Het leger van opperbevelhebber Lodewijk de XIV dat over de Rijn kwam bestond uit 100.000 soldaten. De belangrijkste aanvoerders van Lodewijk waren de markies van Turenne, de prins van Condé en maarschalk Luxembourg. De soldaten aan de IJssellinie zullen zich schrap gezet hebben en hebben gebeden zoveel ze konden. De overmacht was enorm. En dan drongen ook de legers van de Duitse bisschoppen aan uit het Oosten.

Drie legers
Het lijkt een schrale troost voor de Staatse soldaten dat het gigantische leger zich na de oversteek opsplitste in drie delen.

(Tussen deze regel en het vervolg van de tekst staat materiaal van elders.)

PR #561, opened 2023-07-18
Language Switching UI

ds-sloth:
Doing this as a PR instead of directly to main because
(1) it slightly changes the order of attempts to load the language, and
(2) it officially requires translations to have the form `thextech_[lang]-[locale].json` or `thextech_[lang].json` (lowercase, without any underscores).

Please confirm that both of those are okay with you.

@Wohlstand, please review at your convenience. It doesn't touch much other code, so there shouldn't be a rush.

One note: some of the languages currently included in the repository are very incomplete. It would probably be useful to only include languages with general completeness in the 1.3.6.1 release.

Scr_2023-07-18_16-23-25


Wohlstand:
About languages: these are blank or has a very few number of translated strings, I'll don't include into public assets. Its possible to heuristically detect which translations are blank or incomplete by relative file size check compared to English.

Wohlstand:
On a quick test, looks like a good thing. However, I would like to add the skipping any JSON files that has file size less than specific bytes number (blank translations do have 3 bytes because they contain only the `{}` as WebLate doesn't includes blank lines into exported JSONs).

ds-sloth:
Just did this with a limit of 8 bytes, also pre-loaded the translation locations during game load (should speed up the switching process, but costs ~1 KB RAM).

src/core/language/language_common.cpp
```diff
@@ -88,6 +92,87 @@ static bool detectSetup()
...
 
 
+void XLanguage::findLanguages()
+{
+    constexpr size_t prefix_length = 9; // std::string("thextech_").size();
+
+    // clear and free s_languages
+    {
+        std::vector<std::string> blank;
+        std::swap(s_languages, blank);
```
Wohlstand, line 102: What the problem with the `.clear()` ?

Wohlstand: I see (https://stackoverflow.com/questions/35514909/how-to-clear-vector-in-c-from-memory).
I guess, you would make a generic util call that can be used at other places too.

ds-sloth: Doesn't free the RAM, could be important if the number of languages shrinks significantly between calls. But in the ordinary cases, `clear()` should be fine. We could replace it for readability.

De prins van Condé had tijdens de oversteek van de Rijn een kogel door zijn hand gekregen. Hierdoor kon hij geen leger aanvoeren, hij trok samen met Turenne westwaarts. Luxembourg ging naar het Noorden richting het leger van de Bisschop van Münster en de koning stoomde op naar Doesburg en Zutphen. Dit waren belangrijke vestingsteden en maakten na verovering de weg vrij om de IJssel over te steken.




Risico’s
De Republiek kreeg dus te maken met twee vijanden aan de oostkant van de IJssellinie en in eerste instantie één leger aan de zuidkant bij Arnhem en Nijmegen. Zouden Arnhem en Nijmegen niet stand houden, dan zou het leger van Condé en Turenne zo door kunnen lopen de Betuwe in. Als ze van daar de Nederrijn over zouden steken, zouden ze via de Veluwe de Staatse troepen aan de IJssel in de rug aan kunnen vallen.